In this example, we are going to add a pancreas single-cell dataset from **Mouse** to the 2 existing ones from **Human** that we have processed in the previous steps.
```{r}
# Mouse pancreatic single cell data
pancreas_baron_mm <- scRNAseq::BaronPancreasData(which = "mouse",ensembl = F)
table(colData(pancreas_baron_mm)$label); dim(pancreas_baron_mm)
colData(pancreas_baron_mm)$cell.type <- colData(pancreas_baron_mm)$label
# Translate mouse gene ids to human ids
# *for the sake of simplicity we are going to transform to uppercase all mouse gene names
rownames(pancreas_baron_mm) <- toupper(rownames(pancreas_baron_mm))
# Create seurat object
singlecell.3.seurat <- CreateSeuratObject(counts = counts(pancreas_baron_mm),meta.data = as.data.frame(colData(pancreas_baron_mm)))
# We append the single-cell object to our list
singlecell.object.list[[3]] <- singlecell.3.seurat
```
Now, we process the new single-cell dataset from mouse, and we calculate the similarity scores between the 3 independent datasets.
This time we will make use of the option parallel=TRUE. We can set the specific number of CPUs to use using `BiocParallel::register()`
```{r}
x <- singlecell.object.list[[3]]
x <- NormalizeData(x)
x <- FindVariableFeatures(x, selection.method = "vst", nfeatures = 2000)
x <- ScaleData(x,features = VariableFeatures(x))
x <- RunPCA(x, features = VariableFeatures(object = x))
x <- FindNeighbors(x, dims = seq(16))
x <- FindClusters(x, resolution = 0.4)
singlecell.object.list[[3]] <- x
# We use the cell labels as a second reference, but we can also use the cluster labels if our interest is to match clusters
Idents(singlecell.object.list[[3]]) <- factor(singlecell.object.list[[3]][[]][,"cell.type"])
# We subset the most variable genes in each experiment
singlecell.object.list.variable <- lapply(singlecell.object.list, function(x){x[VariableFeatures(x),]})
# Setting the number of CPUs with BiocParallel:
BiocParallel::register(BPPARAM = BiocParallel::MulticoreParam(workers = 6))
similarity.table.human.mouse <- clusterFoldSimilarity(sceList = singlecell.object.list.variable,
sampleNames = c("human","human.NA","mouse"),
topN = 1,
nSubsampling = 24,
parallel = TRUE)
```
We can compute and visualize with a heatmap all the similarities for each cluster/group of cells from the 3 datasets using `topN=Inf`. Additionally, we can use the function `similarityHeatmap()` from this package to plot the heatmap with the datasets in a different order, or just plot the 2 datasets we are interested in.
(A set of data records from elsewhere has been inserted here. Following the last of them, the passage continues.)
PR #451, opened 2021-11-08
Fix lsp not parsed panic

Avi-D-coder:
The lsp server no longer panics if the client makes a request before a file has been parsed.
This used to happen if a file had a syntax error in it.

### DIFF
--- a/lsp/nls/src/requests/completion.rs
+++ b/lsp/nls/src/requests/completion.rs
@@ -1,13 +1,17 @@
 use codespan::ByteIndex;
 use codespan_lsp::position_to_byte_index;
 use log::debug;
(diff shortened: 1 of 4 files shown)


yannham (approved):
I let @ysndr have a look too, but LGTM, and importantly this PR solves the very annoying problem I was having just right now that the LSP was stopping after a few edits in neovim, and I had to restart coc manually quite often. It was bad enough such that I was going to investigate, but this is the fix!

ysndr (approved):
Looks good to me too.
I think a next step could be to introduce an error library, e.g. anyhow (or thiseror in nickel) to make custom errors easier to work with.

The top 2 similarities are highlighted to help visualizing the best matching groups.
```{r}
similarity.table.human.mouse.all <- clusterFoldSimilarity(sceList = singlecell.object.list.variable,
sampleNames = c("human","human.NA","mouse"),
topN = Inf,
nSubsampling = 24,
parallel = TRUE)
```
As the similarity values might not be symmetric (e.g. a cluster A from D1 showing the top similarity to B from D2, might not be the top similar cluster to B from D2), we can select which dataset to plot in the Y-axis:
```{r}
ClusterFoldSimilarity::similarityHeatmap(similarityTable=similarity.table.human.mouse.all,
mainDataset="human.NA")
```
Additionally, we can turn-off the highlight using `highlightTop=FALSE`
```{r}
# Turn-off the highlighting:
ClusterFoldSimilarity::similarityHeatmap(similarityTable=similarityTableHumanMouseAll,
mainDataset="humanNA",
highlightTop=FALSE)
```
# Similarity score calculation
`ClusterFoldSimilarity` does not need to integrate the data, or apply any batch correction techniques across the datasets that we aim to analyze, which makes it less prone to data-loss or noise. The similarity value is based on the fold-changes between clusters/groups of cells defined by the user. These fold-changes from different independent datasets are first computed using a Bayesian approach, we calculate this fold-change distribution using a permutation analysis that srink the fold-changes with no biological meaning. These differences in abundance are then combined using a pairwise dot product approach, after adding these feataure contributions and applying a fold-change concordance weight, a similarity value is obtained for each of the clusters of each of the datasets present.